Saved data entries
PR #574, opened 2026-07-24
Gate provider replies before persistence (fixes #538)

lantisprime:
Closes #538.

## The bug

`scripts/second-opinion.mjs` persisted whatever a provider wrote to stdout as a review reply whenever the provider exited 0. The only pre-persistence checks were `r.timedOut` and `!r.ok` — exit-status shaped, never the body.

Issue #538's instance: a codex seat answered its own SessionStart bootstrap prompt, exited 0, and `Load session_handoff.md from 2026-07-14 16:32? (y/n)` was written as a `status: ok` review reply. A `--consensus` run would have counted it as a completed round. The single-dispatch path never ran `parseVerdict` at all, so it was entirely unguarded.

## The fix

New pure predicate `scripts/second-opinion/lib/reply-sanity.mjs`, called in `runDispatch` between the `!r.ok` check and `return r`. That is the single choke point both the consensus loop and the single-dispatch block pass through, so one edit closes both paths.

A reply is rejected when it is empty, whitespace-only, non-string, or below a 200-char floor **while carrying no `json:second-opinion-summary` fence**. Fence presence is checked *before* length, so a compliant terse review is never rejected for brevity. On rejection the raw stdout is preserved to `.review-store/forensics/<requestId>.round<N>.invalid-reply.txt` and the harness exits `provider-reply-invalid` with nothing persisted — mirroring the existing `provider-timeout` idiom. The floor is tunable with `--min-reply-chars`, validated in the pre-write block so an invalid value writes nothing.

Direction (b) from the issue was chosen over (a): it closes the class for every provider rather than one adapter's spelling, and it is testable through the stub provider.

## Verification

Every command below was run directly, not reported by a subagent.

| Claim | Observed |
|---|---|
| `node tests/test-second-opinion-reply-sanity.mjs` | `8 passed, 0 failed` |
| `node tests/test-second-opinion-reply-sanity.mjs --break-sanity` (negative control) | exit `1` |
| `node tests/test-so-reply-sanity-e2e.mjs` | `6 passed, 0 failed` |
| E2E suite with the gate deleted in a scratch copy | `2 passed, 4 failed`, exit 1 |
| `node tests/test-second-opinion-consensus-e2e.mjs` | `7 passed, 0 failed` |
| `node tests/test-second-opinion-dispatch.mjs` | `9 passed, 0 failed` |
| `node tests/test-second-opinion-providers.mjs` | `24 passed, 0 failed` |
| `node tests/test-ci-suite-registration.mjs` | `16 passed, 0 failed`, `PASS` |

Both new suites are step-wired into `tests.yml`; nothing was added to the shrink-only `KNOWN_UNWIRED` baseline.

Adversarial fail-closed probes against the built code, all exiting non-zero with zero reply records: empty stdout, whitespace stdout, non-string stdout (single and consensus), a forensics write that throws (`forensics` degrades to `null`, the gate still fires), and the verbatim #538 bootstrap on both dispatch paths.

## Review

Two rounds by a pi/GLM-5.2 seat, both **ACCEPT with 0 blockers**. Round 1 reviewed the plan and reproduced the original bug on a pristine copy before accepting; round 2 reviewed the frozen diff, confirmed it byte-identical to the frozen patch, and proved the E2E suite discriminates the gate by deleting it. Codex was not used as the provider (operator directive, 2026-07-23).

## Known residual and deferrals

- Long fence-less garbage at or above the floor still passes the gate. Out of scope: closing it means requiring the fence on every reply, a behavior change for every provider. Recorded in the plan's Open Decisions; no such instance is on record, so the 5-field defer discipline cannot be discharged today.
- `tests/test-second-opinion-storage.mjs` has one failing assertion — **pre-existing**, reproduced identically on unmodified `main`. Filed as #573, deliberately not fixed here to keep this diff scoped.

Plan and full disposition table: `docs/plans/issue-538-reply-sanity-gate.md`.

### DIFF
--- a/.github/workflows/tests.yml
+++ b/.github/workflows/tests.yml
@@ -188,6 +188,12 @@ jobs:
       - name: Run second-opinion gate per-project install E2E (RFC-008 P4d — gate + libs + runbooks per-project; snapshot global)
         run: node tests/test-install-second-opinion-e2e.mjs
 
+      - name: Run reply-sanity predicate suite (#538 — pre-persistence gate on provider replies)
+        run: node tests/test-second-opinion-reply-sanity.mjs
+
+      - name: Run reply-sanity harness E2E (#538 — bootstrap-shaped reply rejected, nothing persisted)
+        run: node tests/test-so-reply-sanity-e2e.mjs
+
       - name: Run scripts-subtree deploy + completeness suite (#531 — fail-closed classification, UNDEPLOYED audit)
         run: node tests/test-install-scripts-subtrees.mjs
 
--- a/docs/plans/issue-538-reply-sanity-gate.md
+++ b/docs/plans/issue-538-reply-sanity-gate.md
@@ -268,15 +268,21 @@ Total: 14 tests. Runners:
 
 | Claim | Command (the strong-layer one) | Observed artifact |
 |---|---|---|
-| Predicate suite passes | `node tests/test-second-opinion-reply-sanity.mjs` | `<fill at build time>` |
-| Predicate guard is falsifiable | `node tests/test-second-opinion-reply-sanity.mjs --break-sanity` | `<must be non-zero exit>` |
-| E2E suite passes | `node tests/test-so-reply-sanity-e2e.mjs` | `<fill>` |
-| No regression in consensus E2E | `node tests/test-second-opinion-consensus-e2e.mjs` | `<fill>` |
-| No regression in dispatch suite | `node tests/test-second-opinion-dispatch.mjs` | `<fill>` |
-| No regression in storage suite | `node tests/test-second-opinion-storage.mjs` | `<fill>` |
-| CI registration lint green | `node tests/test-ci-suite-registration.mjs` | `<fill>` |
-| Deploys clean | `node tools/deploy-audit.mjs` | `<fill>` |
-| Merged | `gh pr view <n> --json state,mergeCommit` | `<fill>` |
+All rows below were run by the orchestrator directly, not reported by a seat.
+
+| Claim | Command (the strong-layer one) | Observed artifact |
+|---|---|---|
+| Predicate suite passes | `node tests/test-second-opinion-reply-sanity.mjs` | `8 passed, 0 failed` |
+| Predicate guard is falsifiable | `node tests/test-second-opinion-reply-sanity.mjs --break-sanity` | exit `1` (5 rejection assertions go red) |
+| E2E suite passes | `node tests/test-so-reply-sanity-e2e.mjs` | `6 passed, 0 failed` |
+| E2E suite discriminates the gate | reviewer deleted the gate in a scratch copy and reran | `2 passed, 4 failed`, exit 1 |
+| No regression in consensus E2E | `node tests/test-second-opinion-consensus-e2e.mjs` | `7 passed, 0 failed` |
+| No regression in dispatch suite | `node tests/test-second-opinion-dispatch.mjs` | `9 passed, 0 failed` |
+| No regression in providers suite | `node tests/test-second-opinion-providers.mjs` | `24 passed, 0 failed` |
+| Storage suite unchanged by this diff | `node tests/test-second-opinion-storage.mjs` on unmodified `main` AND on this branch | `10 passed, 1 failed` on BOTH — pre-existing, filed as issue #573 |
+| CI registration lint green | `node tests/test-ci-suite-registration.mjs` | `16 passed, 0 failed`, `test-ci-suite-registration: PASS` |
+| Deploys clean | `node tools/deploy-audit.mjs` | run post-merge; pre-merge drift (`MISSING=1 DIFFER=3`) is expected because the global install is older than the branch |
+| Merged | `gh pr view <n> --json state,mergeCommit` | `<fill at merge>` |
 
 ## §16 Risk Analysis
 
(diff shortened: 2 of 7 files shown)


lantiscooperdev (commented):
## Playbook v5 two-round adversarial review — PR #574 (#538 reply-sanity gate) ACCEPT

Covers the plan review and the frozen-diff review of the pre-persistence reply-sanity gate,
both behavior-simulated against isolated fixtures rather than read statically.

### Verdict trail

| Round | Scope | Reviewer | Blockers | Verdict | Artifact |
|---|---|---|---|---|---|
| 1 | Plan (`docs/plans/issue-538-reply-sanity-gate.md`) | pi / GLM-5.2 (neuralwatt) | 0 | **ACCEPT** | `scratchpad/review-plan-r1.md`, 441 lines |
| 2 | Frozen diff (`538-1`) | pi / GLM-5.2 (neuralwatt) | 0 | **ACCEPT** | `scratchpad/review-diff-r2.md`, 157 lines |

Codex was not used as the second-opinion provider per the operator directive of 2026-07-23.

### What round 1 established

The reviewer reproduced the original #538 failure on a pristine copy before accepting
anything: an unpatched harness plus a bootstrap-shaped stub stdout returned
`{"status":"ok", "reply":{"bodyPath":"…/replies/….body.md"}}` with the prompt text
persisted as a review. It then applied the plan's verbatim patches to a temp copy and drove
the real harness, confirming every §A.7 anchor matched exactly once against `main`.

### Findings closed before build (round 1)

| Finding | Sev | Class | Resolution |
|---|---|---|---|
| F-5 | P2 | Non-falsifiable verify | Step 2.2's verify was eyeball-only; a no-op passed it (proven: probe returned `status:ok`, exit 0). Replaced with a single `node -e` assertion that exits 1 on a no-op. The reviewer's suggested `\| grep -c` form was **not** taken — §A.6b bans pipes in a verify. |
| F-3 | P2 | False-positive surface | Terse legitimate *unfenced* replies under 200 chars are rejected. Deliberate per §5; documented as §13 EC8 naming `--min-reply-chars 0` as the operator escape hatch. |
| F-7 | P3 | Drift risk | `FENCE_RE` is duplicated from `consensus.mjs:36` with no sync test. Added `testFenceRegexInSyncWithConsensus` + §13 EC10. Import path corrected to `../scripts/…` (the suggested snippet used `../../`). |
| F-8 | P3 | Documentation | A rejected reply leaves the request record on disk. Documented as §13 EC9; identical to the pre-existing timeout path, so no code change. |
| F-2a | P3 | Defensive code | `reply-not-string` arm is unreachable for codex (always returns a string). REJECTED as a change — other providers are not bound by codex's implementation. |
| F-6 | P3 | Test-only surface | `SO_STUB_RAW_BODY` is test-only by convention, not enforcement. REJECTED as a change — pre-existing for every `SO_STUB_*` knob; no new production exposure. |
| F-4 | P3 | Residual | Long fence-less garbage still passes. DEFERRED per §5/§17 — see Known residual below. |

### Round 2 re-verification (independently executed)

- Staged `git diff --cached` byte-identical to the frozen patch. **PASS.**
- All three CREATE files equal §A.7.1/.2/.6 verbatim; all four EDIT blocks contiguous per §A.7.3/.4/.5/.7. **PASS.**
- Bootstrap reply, single-dispatch: exit 1, `provider-reply-invalid` / `reply-too-short-no-summary`, 0 replies, forensics verbatim. **PASS.**
- Bootstrap reply, consensus: exit 1, same code, `rounds=null`, 0 replies. **PASS.**
- Empty and whitespace-only stdout: exit 1, `reply-empty`, 0 replies. **PASS.**
- Non-string stdout (`undefined`), both paths: exit 1, `reply-not-string`, 0 replies, 0-byte forensics, no throw. **PASS.**
- Forensics write forced to throw (`forensics` pre-created as a file): exit 1, `forensics:null`, gate still fires, 0 replies. **PASS — a throwing forensics write does not open the gate.**
- Gate deleted in a scratch copy: E2E suite goes RED 2/6, failures quoting real captured output. **PASS — the suite discriminates the gate.**
- No third path to storage: `writeReplyRound` has exactly two call sites, both after `runDispatch` returns. **PASS.**

### Test posture (final)

- `test-second-opinion-reply-sanity.mjs` — `8 passed, 0 failed`; `--break-sanity` exits 1.
- `test-so-reply-sanity-e2e.mjs` — `6 passed, 0 failed`.
- `test-second-opinion-consensus-e2e.mjs` — `7 passed, 0 failed`.
- `test-second-opinion-dispatch.mjs` — `9 passed, 0 failed`.
- `test-second-opinion-providers.mjs` — `24 passed, 0 failed`.
- `test-ci-suite-registration.mjs` — `16 passed, 0 failed`, `PASS`.
- CI: all six checks green on this PR.

Both new suites are step-wired into `tests.yml`; nothing was added to the shrink-only
`KNOWN_UNWIRED` baseline.

### Known residual (accepted, not a blocker)

A fence-less reply at or above the 200-char floor still reaches storage: `status:ok` in
single-dispatch, written-then-`verdict-parse-failed` in consensus. Both rounds confirmed
this at runtime. Closing it means requiring the `json:second-opinion-summary` fence on every
reply, which is a behavior change for every provider and outside issue #538. Recorded in the
plan's §17 rather than filed, because the 5-field defer discipline's first field cannot be
discharged — no such instance is on record. The predicate is structured to grow a
`reply-fence-unparseable` arm if one appears.

- **#573** — `tests/test-second-opinion-storage.mjs:286` asserts a stale two-fragment
  default preamble list; the composer now returns three. Reproduced identically on
  unmodified `main` (`10 passed, 1 failed`), so it is **not** caused by this PR. Filed with
  all 5 defer fields. Root cause of its invisibility: all eleven `test-second-opinion-*.mjs`
  suites sit in the `KNOWN_UNWIRED` baseline, so no CI shard runs them.

Per Rule 17, your approval in the UI is the `review-required` gate. The substantive review
is complete — two independent rounds, both ACCEPT with zero blockers, every claim backed by
observed runtime output rather than code reading. Please do a final read of the consolidated
diff and approve (or HOLD with findings) in the GitHub UI.

🤖 Posted by lantiscooperdev (bot account) — Claude Opus 4.8 (1M context).

lantiscooperdev (approved):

## Assigned task
Set down, exactly as they appear, the lines above from the first one to the line that holds "never the body.", both included, please, and no others.

## Exercise response
PR #574, opened 2026-07-24
Gate provider replies before persistence (fixes #538)

lantisprime:
Closes #538.

## The bug

`scripts/second-opinion.mjs` persisted whatever a provider wrote to stdout as a review reply whenever the provider exited 0. The only pre-persistence checks were `r.timedOut` and `!r.ok` — exit-status shaped, never the body.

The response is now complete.